At the end of June the Eleventh International Melville Conference took place at King’s College in London.  I was fortunate enough to be invited to talk about my work at the British Library as part of this event. A range of artists including writer Philip Hoare, film maker David Shaerf, curator Michael Hall and actor/director Shelley Piasecka talked about and showed how Melville had influenced their work.  

Caroline Hack, 2nd left, on the panel at Looking for Melville at the British Library

Caroline Hack, 2nd left, on the panel at Looking for Melville at the British Library

I focused on my recently completed work Cetology based on Melville’s classification of whales by book sizes. It was a wonderful opportunity to share my work with an audience who would understand the context of my practice and appreciate the nuances without explanation.  But it was also a chance to meet some of my Melville heroes. Kind people who have supported my endeavours and authors of books that have been important sources of inspiration and knowledge.  It was also great to meet newer twitter contacts and put faces to now familiar names as well as getting to see the work of other people for whom Melville has been a significant influence.  

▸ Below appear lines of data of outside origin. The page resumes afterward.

PR #7068, opened 2024-07-24
Fix prepare_single_hop_path_and_storage_options

albertvillanova:
Fix `_prepare_single_hop_path_and_storage_options`:
- Do not pass HF authentication headers and HF user-agent to non-HF HTTP URLs
- Do not overwrite passed `storage_options` nested values:
  - Before, when passed 
    ```DownloadConfig(storage_options={"https": {"client_kwargs": {"raise_for_status": True}}})```, 
    it was overwritten to 
    ```{"https": {"client_kwargs": {"trust_env": True}}}```
  - Now, the result combines both: 
    ```{"https": {"client_kwargs": {"trust_env": True, "raise_for_status": True}}}```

Looking back on what was one of my most memorable afternoons of my creative life I know that the ripples from it will continue spread, contacts made strengthened and new opportunities for collaborations, new works and travel will arise.  

Must be the Weather (I)

One of the defining things about being British is our obsession about the weather.  It is a safe topic of conversation and a source of constant interest. But our climate is also generally benign so it’s rarely more than an inconvenience (more of that in another post…)

 For the last few years an important component of my practice has been sea voyages to Arctic whaling destinations. I am the first to admit these were all late booked bargain cruises on smallish ships. But they were sailing from England and back and mostly in summer months.  One thing this does give you is an appreciation of distances – how big the sea is and how it feels to sail for days seeing no land, no other ships, just the sea and the wildlife. In parts of the ocean even wildlife sightings are sporadic.  I have spent hours at the front of these ships sometimes with wildlife enthusiasts and experts (who have almost universally shared their knowledge generously) and sometimes alone seeing nothing but sky and water until the water takes on the illusion of undulating solidity and it feels like you could walk on it.

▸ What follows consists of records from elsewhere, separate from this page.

PR #7096, opened 2024-08-09
Automatically create `cache_dir` from `cache_file_name`

ringohoffman:
You get a pretty unhelpful error message when specifying a `cache_file_name` in a directory that doesn't exist, e.g. `cache_file_name="./cache/data.map"`

```python
import datasets

cache_file_name="./cache/train.map"
dataset = datasets.load_dataset("ylecun/mnist")
dataset["train"].map(lambda x: x, cache_file_name=cache_file_name)
```

```
FileNotFoundError: [Errno 2] No such file or directory: '/.../cache/tmp48r61siw'
```

It is simple enough to create and I was expecting that this would have been the case.


ringohoffman:
Hi @albertvillanova, is this PR looking okay to you? Anything else you'd like to see?

lhoestq (approved):
cool thanks !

Magdalena Fjord, Spitsbergen

Magdalena Fjord, Spitsbergen

In the summer of 2011 I sailed to Spitsbergen in the high arctic.  This included 10 days of constant daylight. Experiencing the disorientation of no normal day and night cues and the sun in the north was unsettling.  I was quite glad I had a cheap cabin with no window/porthole so at least I could sleep in the dark.  The rigour of the day being divided into watches would have been vital for the early whalers and walrus hunters. 

It was also a good introduction to the weather in the high arctic. Particularly the fog so thick it nearly prevented us from sailing into Magdalena Fjord but lifted in time for me to see my first wild walrus and my first glacier, calving into the sea, and so persistent that it enabled us to sail quite close to Bjornoya Island but fail to see anything except the tell-tail rise in the number of sea birds. 

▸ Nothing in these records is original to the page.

PR #8068, opened 2026-03-15
Datasets streaming iterable packaged fixes

Michael-RDev:
This PR ckumps a bunch of fixes across streaming, iterable datasets, and packaged modules, plus workflow/docs cleanups.

A collection of fixes and long-overdue feature completions that kept getting pushed off as TODO(QL) comments. Nothing here is a dramatic architectural change, mostly things that were partially wired up but not quite finished, plus a handful of bugs.

 ## Changes:

### `max_shard_size` is active
The parameter existed on `push_to_hub` for both `IterableDataset` and `DatasetDict` but was commented out. It's now active. If you pass `max_shard_size`, the shard count gets estimated from the dataset's actual byte size. Passing both `max_shard_size` and `num_shards` at the same time raises a `ValueError` since they're two ways of saying the same thing. Also fixed a footgun where `num_proc` could be set higher than the number of shards, we now clamp it, and disable multiprocessing entirely for single-shard datasets since there's nothing to parallelize.

### `iter_arrow` added to additional iterable wrappers

`StepExamplesIterable`, `HorizontallyConcatenatedMultiSourcesExamplesIterable`, `SkipExamplesIterable`, and `TakeExamplesIterable` were all sitting with `# TODO(QL): implement iter_arrow` comments. They now have it, delegating to `_convert_to_arrow(batch_size=1)` and gating on whether the underlying iterable supports it.

### Archive glob patterns now work end-to-end

A few things were broken with prefixed archive paths like `zip://*::https://foo.bar/data.zip`:

- `resolve_pattern` was dropping the archive hop after globbing
- `_extract` was trying to extract paths that were already targeting an archive filesystem
- `_iter_from_urlpaths` didn't expand wildcards before walking

All three are fixed and covered by tests.

### `to_pandas` respects declared features

If your `IterableDataset` had declared features and the inferred Arrow schema didn't match, `to_pandas` would silently return data in the wrong types. It now passes the declared features through and casts when needed, in both the batched and non-batched paths.

### Smaller bug fixes

- **`folder_based_builder`** had a logic error — `large_string` list types in `file_names`/`*_file_names` metadata columns weren't being recognised due to a malformed `or` inside a `List(...)` call. Fixed to a proper `in [...]` check.
- **`WebDataset.VIDEO_EXTENSIONS`** had leading dots on the entries (`.mp4` instead of `mp4`) which broke extension matching.
[...]

PR #8382, opened 2026-08-03
Fix IterableDataset.to_dict() and to_polars() returning an empty generator

### LINKED ISSUE #8381: IterableDataset.to_dict() and to_polars() return an empty generator instead of the data
### Describe the bug

`IterableDataset.to_dict()` and `IterableDataset.to_polars()` each have a bare `yield` in their `batched=True` branch, which makes the whole method a generator function. Calling either one the way its docstring shows returns a generator that yields nothing, and the value the `else` branch returns is swallowed into `StopIteration.value`. Both are annotated `-> Union[dict, Iterator[dict]]` / `-> Union["pl.DataFrame", Iterator["pl.DataFrame"]]`, and the plain call is the only example in each docstring.

The sibling `to_pandas()` had the same shape and was changed to a returned generator expression in #8068; `to_dict` and `to_polars` were left as they were. `to_list()` is unaffected.

```python
from datasets import Dataset

ds = Dataset.from_dict({"col": [0, 1, 2]}).to_iterable_dataset()

print(type(ds.to_dict()))   # <class 'generator'>
print(list(ds.to_dict()))   # []
ds.to_dict()["col"]         # TypeError: 'generator' object is not subscriptable
```

The data is only reachable through the exception:

```python
g = ds.to_dict()
try:
    next(g)
except StopIteration as e:
    print(e.value)          # {'col': [0, 1, 2]}
```

`ds.to_polars()` behaves identically. On the same object, `ds.to_pandas()` returns a DataFrame and `ds.to_list()` returns the rows.

### Expected behavior

`ds.to_dict()` returns `{'col': [0, 1, 2]}` and `ds.to_polars()` returns a `polars.DataFrame`, matching `Dataset.to_dict()` / `Dataset.to_polars()` and the non-iterator half of each return annotation. `batched=True` should keep yielding one batch at a time.

### Environment info

- datasets 5.0.2.dev0, main at `b7cb10b0e`
- python 3.11.15, Linux
- pyarrow 25.0.0, polars 1.43.2, pandas 3.0.5

ebarkhordar:
### The bug

`IterableDataset.to_dict()` and `IterableDataset.to_polars()` each contain a bare `yield` in their `batched=True` branch. A bare `yield` anywhere in a function body makes the whole function a generator function, so both methods return a generator on every call, including the `batched=False` default. That generator yields nothing, and the value the `else` branch returns is swallowed into `StopIteration.value`, so the call shown in each docstring hands back an empty generator rather than the dict or the DataFrame.

`to_pandas()` had the same shape and was changed to a returned generator expression in #8068. `to_dict` and `to_polars` were left alone, so they are the only two `to_*` methods on the class still affected. This applies the same shape to both: `batched=True` stays lazy, and the non-batched branch can now return.

After the change `inspect.isgeneratorfunction` is `False` for all eight `to_*` methods on `IterableDataset`, and the only generator functions left on the class are `__iter__`, `iter` and `_iter_pytorch`.

Fixes #8381

### Verification

- Two new tests in `tests/test_iterable_dataset.py` pin both methods in both modes. Both fail on `main` (`to_dict` returns a generator, `to_polars` returns a generator) and pass on this branch, run in a clean container with the two trees mounted side by side and `datasets.__file__` printed on each run.
- Full `tests/test_iterable_dataset.py`: 445 passed here against 443 on `main`. The only failures on either side are the same four `test_interleave_dataset_with_sharding` cases, which fail identically on `main` and are unrelated to this change.
- `ruff check` and `ruff format --check` over `tests src benchmarks utils setup.py`, the `check_code_quality` job, are clean.
- Not checked: the Windows, deps-minimum, integration and py3.14 legs, and any suite other than `tests/test_iterable_dataset.py`.

### DIFF
--- a/src/datasets/iterable_dataset.py
+++ b/src/datasets/iterable_dataset.py
@@ -4501,8 +4501,10 @@ class IterableDataset(DatasetInfoMixin):
         ```
         """
         if batched:
-            for table in self.with_format("arrow").iter(batch_size=batch_size):
-                yield Dataset(table, fingerprint="unset").to_dict()
+            return (
+                Dataset(table, fingerprint="unset").to_dict()
+                for table in self.with_format("arrow").iter(batch_size=batch_size)
+            )
         else:
             table = pa.concat_tables(list(self.with_format("arrow").iter(batch_size=1000)))
             return Dataset(table, fingerprint="unset").to_dict()
@@ -4593,8 +4595,10 @@ class IterableDataset(DatasetInfoMixin):
         ```
         """
         if batched:
-            for table in self.with_format("arrow").iter(batch_size=batch_size):
-                yield Dataset(table, fingerprint="unset").to_polars(schema_overrides=schema_overrides, rechunk=rechunk)
+            return (
+                Dataset(table, fingerprint="unset").to_polars(schema_overrides=schema_overrides, rechunk=rechunk)
+                for table in self.with_format("arrow").iter(batch_size=batch_size)
+            )
         else:
             table = pa.concat_tables(list(self.with_format("arrow").iter(batch_size=1000)))
             return Dataset(table, fingerprint="unset").to_polars(schema_overrides=schema_overrides, rechunk=rechunk)
--- a/tests/test_iterable_dataset.py
+++ b/tests/test_iterable_dataset.py
@@ -1796,6 +1796,29 @@ def test_iterable_dataset_to_pandas_casts_when_schema_mismatch():
     assert len(batches) == 2
 
 
+def test_iterable_dataset_to_dict():
+    dataset = Dataset.from_dict({"col": [0, 1, 2]}).to_iterable_dataset()
+
+    assert dataset.to_dict() == {"col": [0, 1, 2]}
+
+    batches = list(dataset.to_dict(batch_size=2, batched=True))
+    assert batches == [{"col": [0, 1]}, {"col": [2]}]
+
+
+@require_polars
+def test_iterable_dataset_to_polars():
+    import polars as pl
+
+    dataset = Dataset.from_dict({"col": [0, 1, 2]}).to_iterable_dataset()
+
+    df = dataset.to_polars()
+    assert isinstance(df, pl.DataFrame)
+    assert df["col"].to_list() == [0, 1, 2]
+
+    batches = list(dataset.to_polars(batch_size=2, batched=True))
+    assert [batch["col"].to_list() for batch in batches] == [[0, 1], [2]]
+
+
 @require_numpy1_on_windows
 def test_iterable_dataset_from_file(dataset: IterableDataset, arrow_file: str):
     with assert_arrow_memory_doesnt_increase():


ebarkhordar:
No rush on this one. If it helps with review, it is the same change #8068 already made to `to_pandas()`, applied to the two `to_*` methods on `IterableDataset` that still return an empty generator, and I am happy to split `to_polars` into its own PR if you would rather take them one at a time.

shashvat-singham (commented):
Ran the branch — the four `to_dict`/`to_polars`/`to_pandas` tests pass, and I confirmed the bug on `main` first:

```python
>>> ds = Dataset.from_dict({"col": [0, 1, 2]}).to_iterable_dataset()
>>> type(ds.to_dict()).__name__
'generator'
>>> type(ds.to_polars()).__name__
'generator'
>>> type(ds.to_pandas()).__name__
'DataFrame'
```

Worth spelling out the mechanism in the description, because the diff looks like a cosmetic rewrite until you see it: a `yield` anywhere in the body makes the *whole* function a generator function, so the `else` branch's `return` never returned to the caller — it just became the `StopIteration` value of a generator nobody iterated. That's why the non-batched path silently produced an empty generator instead of a dict, and it's a bug you can stare straight at without noticing.

The thing that makes me confident this is the right fix rather than one of several options: `to_pandas` already does exactly this, and is the reason it's the only one of the three that works today:

```python
if batched:
    return (
        Dataset(...).to_pandas()
        for table in self.with_format("arrow").iter(batch_size=batch_size)
    )
else:
    ...
    return Dataset(table, ...).to_pandas()
```

So this brings `to_dict` and `to_polars` in line with the sibling that already had the correct shape, rather than inventing a pattern. Might be worth saying so in the PR body.

One asymmetry I noticed while there, offered only as a question: `to_pandas` also threads `info=info` and runs `maybe_cast_to_declared_features` over each table, and `to_dict`/`to_polars` do neither. I tried to construct a divergence from that (declared `Value("int32")` against inferred data) and couldn't — `to_polars` returns `Int32` either way, presumably because the arrow formatting already carries the features — so it may well be redundant in `to_pandas` rather than missing in the other two. Either way it's out of scope here; just flagging it since the three are otherwise meant to be parallel and someone may want to reconcile them.

ebarkhordar:
Thanks for running it on both sides. The mechanism and the `to_pandas` parallel are the first two paragraphs of the description, so we read it the same way, and the independent reproduction on `main` is worth more than either.

On the `info=` and `maybe_cast_to_declared_features` asymmetry: I have not measured that one, and I agree it is out of scope here. If it turns out to matter it wants its own issue, because the answer decides whether `to_pandas` is doing something redundant or the other two are missing a cast.

shashvat-singham:
Fair — you had both in the description already and I suggested adding what was there. My mistake; I'd read the diff before the prose.

Agreed on the asymmetry being its own issue. For whoever picks it up, the one concrete thing I have is that I couldn't construct a divergence: declaring `Value("int32")` against inferred data, `to_polars` returns `Int32` with or without the cast, presumably because the arrow formatting already carries the features. So the evidence I have points at `to_pandas` being redundant rather than the other two missing something — but that's one case, not a measurement, and it's exactly the kind of thing that deserves its own issue rather than a footnote here.

Nothing blocking from me on this PR.

ebarkhordar:
Closing this one, it's been a month with no movement and I'd rather not leave stale PRs sitting in the queue. I've kept the branch, so reopening is easy if this is still worth doing, though I haven't rechecked it against main since early August.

As it happens 2012 was a record year of low arctic sea ice.  In fact it held the record for a bit. Arctic sea ice and weather in the arctic are important components of global climate and a great deal of measurement and analysis of the climate is now happening in this once forbidding and hostile place.

Ny Alesund, Spitsbergen

Ny Alesund, Spitsbergen

I was fortunate enough to visit Ny Alesund, the research base on Spitsbergen and the northernmost functioning civilian settlement in the world.  I saw the various research centres of the countries working there (and a weather balloon being released).  Huge amounts of data is being collected at places like this and being fed into climate models and analyses.


Visiting the Iconic Fin Whale at Cambridge Museum of Zoology

Last week I was privileged to get up close to the iconic Cambridge Museum of Zoology Fin Whale skeleton during its rehang.  The museum is currently closed for redevelopment but the Collections Manager Matt Lowe invited me down to see the whale in its final stages of restoration.  The whale’s new position is suspended from the ceiling of a new double height glass-walled building which will form the entry to the museum.  It has been cleaned and conserved and looks great. 

Up close with the Fin Whale at Cambridge Museum of Zoology

Up close with the Fin Whale at Cambridge Museum of Zoology

 I was able to get up close and personal to the skeleton (at a few points I had to be careful not to hit my head on bits of it!).  Nigel Larkin, a freelance conservator and reassembler of such things, kindly pointed out some of the interesting pathology visible on the skeleton particularly the breaks in the ribs which had healed.

Over a cup of tea in the department I was introduced to Dr Adrian Friday, retired Curator of Vertebrates, who last rehung the whale 20 years ago and as I had brought some of my whale textiles with me we all had an impromptu game of guess the species from the whale flipper skeleton! 

I have been fortunate and seen fin whales in various places (Shetland, North Atlantic. Gulf of St Lawrence) and although I appreciated they were large I never really got a sense of their size viewing them in the sea with no reference points for scale.  Standing under the skeleton at a point which would be inside the animal’s huge body I really got a sense of the enormity of the creature.  I can see why train loads of Victorian day trippers came to Norman’s Bay station to view the body when it was washed ashore at Pevensey Bay on the South Coast. 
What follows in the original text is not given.